The next set of constraints assign the volume constraints for price points.

for (q in prices$price) {
   add.constraint(ip,
                  rep(1,nrow(customers)*nrow(products)),
                  "<=",
                  prices$volume[which(q==prices$price)],
                  which(combos$price==q)
   )
}

The next set of constraints assign the volume constraints for products.

for (p in products$product) {
   add.constraint(ip,
                  rep(1,length(which(combos$product==p))),
                  "<=",
                  products$volume[which(p==products$product)],
                  which(combos$product==p)
   )
}

Finally, let's clean up the formulation a little and assign names to the decision variables and constraints.

colnames <- character()
for (c in customers$id) {
   for (p in products$product) {
      for (q in prices$price) {
         colnames<-c(colnames,paste(c,p,q,sep="_"))
      }
   }
}
rownames <- character()
for (c in customers$id) {
   rownames<-c(rownames,paste("prod_per_cust",c,sep="_"))
}
for (c in customers$id) {
   for (p in products$product) {
      rownames<-c(rownames,paste("price_per_prod",c,p,sep="_"))
   }
}
for (q in prices$price) {
   rownames<-c(rownames,paste("price_vol",q,sep="_"))
}
for (p in products$product) {
   rownames<-c(rownames,paste("prod_vol",p,sep="_"))
}

dimnames(ip) <- list(rownames, colnames)

It's possible to write out the formulation in case you would like to review it. Note that this can be very overwhelming with the increase in any of the three dimensions to the problem.

write.lp(ip,"modelformulation.txt",type="lp",use.names=T)
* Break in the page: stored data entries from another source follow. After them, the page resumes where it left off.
PR #24, opened 2021-10-05
[14.0][FIX] sale_coupon_auto_refresh: fix MissingError for good

### LINKED ISSUE #20: [14.0] sale_coupon_auto_refresh error when deleting sale order line
After installing sale_coupon_refresh, Promotions are properly applied automatically on sale orders.
However, if I change my mind and update the sale order to remove either promotion line or the sale order line at the origin of the promotion I get a 
MissingError : Missing Record
Record does not exist or has been deleted.

I have been trying to look where the problem stood but could not find the source of the issue...

SilvioC2C:
This commit, alongside with odoo/odoo#78255, fixes MissingError being raised when:
- the line(s) that allow coupons to be applied are deleted
- the line(s) that allow coupons to be applied are updated making coupons applicable no more

Moreover:
- a check on which fields are updated is introduced in order to boost performances
- the module has been slightly refactored for better readability

Closes #20

### DIFF
--- a/sale_coupon_auto_refresh/models/sale_order.py
+++ b/sale_coupon_auto_refresh/models/sale_order.py
@@ -6,7 +6,8 @@ from odoo import api, fields, models
 
 
 class SaleOrder(models.Model):
-    _inherit = "sale.order"
+    _name = "sale.order"
+    _inherit = ["sale.order", "sale.coupon.refresh.mixin"]
 
     # Used in UI to hide the manual button
     auto_refresh_coupon = fields.Boolean(
@@ -15,21 +16,31 @@ class SaleOrder(models.Model):
 
     @api.model_create_multi
     def create(self, vals_list):
-        orders = super().create(vals_list)
+        if self._check_skip_refresh():
+            return super().create(vals_list)
+
+        self_ctx = self.with_context(skip_auto_refresh_coupons=True)
+        orders = super(SaleOrder, self_ctx).create(vals_list)
         orders._auto_refresh_coupons()
         return orders
 
     def write(self, vals):
-        res = super().write(vals)
-        self._auto_refresh_coupons()
+        if self._check_skip_refresh():
+            return super().write(vals)
+
+        old_data = self._read_recs_data()
+        self_ctx = self.with_context(skip_auto_refresh_coupons=True)
+        res = super(SaleOrder, self_ctx).write(vals)
+        new_data = self._read_recs_data()
+        if old_data != new_data:
+            self._auto_refresh_coupons()
         return res
 
     def _auto_refresh_coupons(self):
-        if not self.env.context.get("skip_auto_refresh_coupons"):
-            orders = self.filtered(type(self)._allow_recompute_coupon_lines)
-            if orders:
-                orders = orders.with_context(skip_auto_refresh_coupons=True)
-                orders.recompute_coupon_lines()
+        orders = self.filtered(type(self)._allow_recompute_coupon_lines)
+        if orders:
+            orders = orders.with_context(skip_auto_refresh_coupons=True)
+            orders.recompute_coupon_lines()
 
     def _allow_recompute_coupon_lines(self):
         """Returns whether reward lines in order ``self`` can be recomputed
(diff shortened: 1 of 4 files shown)


SilvioC2C:
@gurneyalex @chienandalu @pedrobaeza 

Please feel free to add any comment/suggestion/criticism that you may think of (about this PR in general, and about the fields that should trigger the recomputation in particular).

sale_coupon_auto_refresh/models/sale_order.py
```diff
@@ -5,6 +5,16 @@
...
 
 
+def _get_data_from_triggers(recs, triggers) -> dict:
+    """Retrieves data from records `recs` on fields passed within `triggers`
+
+    :param models.Model recs: records to be read
+    :param set[str] triggers: set of field names
+    :returns: dict mapping each record ID to a list of fields values
+    """
+    return {r.id: [r[t] for t in triggers] for r in recs}
```
simahawk:
```suggestion
    return {r["id"]: r for r in recs.read(triggers, load=False)}
```

sale_coupon_auto_refresh/models/sale_order.py
```diff
@@ -47,27 +79,52 @@ def _allow_recompute_coupon_lines(self):
...
-        res = super(
-            SaleOrderLine, self.with_context(skip_auto_refresh_coupons=True)
-        ).write(vals)
+        old_data = _get_data_from_triggers(self, triggers)
+        self_ctx = self.with_context(skip_auto_refresh_coupons=True)
+        res = super(SaleOrderLine, self_ctx).write(vals)
         orders |= self.mapped("order_id")
-        orders._auto_refresh_coupons()
+        new_data = _get_data_from_triggers(self, triggers)
+        if old_data != new_data:
```
simahawk, line 93: instead of this it would be better IMO to compute an hash and compare the new hash w/ the old one.
You can add a `promotion_coupoin_hash` computed field and then you can simplify everything by triggering the auto refresh only if the hash has changed.

simahawk: Example of a similar approach: https://github.com/shopinvader/odoo-shopinvader/blob/14.0/shopinvader_image/models/shopinvader_image_mixin.py#L31

simahawk:
would be nice to have some test to cover the use cases you mentioned ;)

sale_coupon_auto_refresh/models/sale_order_line.py
```diff
@@ -0,0 +1,59 @@
+# Copyright 2021 Tecnativa - David Vidal
+# Copyright 2021 Camptocamp - Silvio Gregorini
+# License AGPL-3.0 or later (https://www.gnu.org/licenses/agpl).
+
+from odoo import api, models
+
+
+class SaleOrderLine(models.Model):
+    _name = "sale.order.line"
```
chienandalu: Why tearing this apart in another file. It's a not written (or maybe it is, I didn't checked :sweat_smile:) convention to have o2m relations attached to its father in the same file. Anyway, for this case it would ease the diff reading keeping it as it was.

sale_coupon_auto_refresh/models/sale_order.py
```diff
@@ -15,21 +16,31 @@ class SaleOrder(models.Model):
 
     @api.model_create_multi
     def create(self, vals_list):
-        orders = super().create(vals_list)
+        if self.env.context.get("skip_auto_refresh_coupons"):
```
chienandalu: One thing that we can check here as well is the context for `website_id` (and there's no need to declare it as a dependency), as `website_sale_coupon` already autorefresh coupons on every `cart_update` and every checkout controller reload, so no need to add an extra load.

chienandalu (commented):
Aside from the nice to have tests already commented. Two little remarks:

edit: by the way, nice job!

sale_coupon_auto_refresh/models/sale_order_line.py
SilvioC2C: I checked the guidelines, which say that the rule is "one model per file" and having multiple models in the same file can be an exception (and it's not mandatory): 

> For models, views and data declarations, split files by the model involved, either created or inherited. [...] An exception can be made when the model is a model intended to be used only as a one2many model nested on the main model.
https://github.com/OCA/odoo-community.org/blob/master/website/Contribution/CONTRIBUTING.rst#file-naming

I know it's harder to diff files in this PR because of the split, but I found out it was easier to work this way instead of always having to scroll up and down to check if the code was ok on both models. I believe it'll be better this way on the long run.

sale_coupon_auto_refresh/models/sale_order.py
SilvioC2C: @chienandalu will do it now, thanks for the hint!

sale_coupon_auto_refresh/models/sale_order_line.py
pedrobaeza: @SilvioC2C although the guidelines say that is optional to not split, the other guideline is to do the minimal diff and respect the style of previous work, so although you can init a new module and decide to split `sale.order` and `sale.order.line` in 2 files, in this module, that they are already merged, please don't add noise doing such split.

SilvioC2C: @pedrobaeza thanks for the heads-up, I will remove the split then!

chienandalu (approved):
Thanks! :+1:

Last, but not least, let's solve the problem. Following the ability to solve the problem are commands to view the objective value, decision variable values and constraint values.

solve(ip)
get.objective(ip)
get.variables(ip)

get.constraints(ip)

I'm sure there are more elegant ways for writing up this code, but it still remains a relatively painful way to code an optimization problem. I'll skip the visualization part for now. I'm going to spend time writing up a Python version next and then hope to write a comparison between the three versions.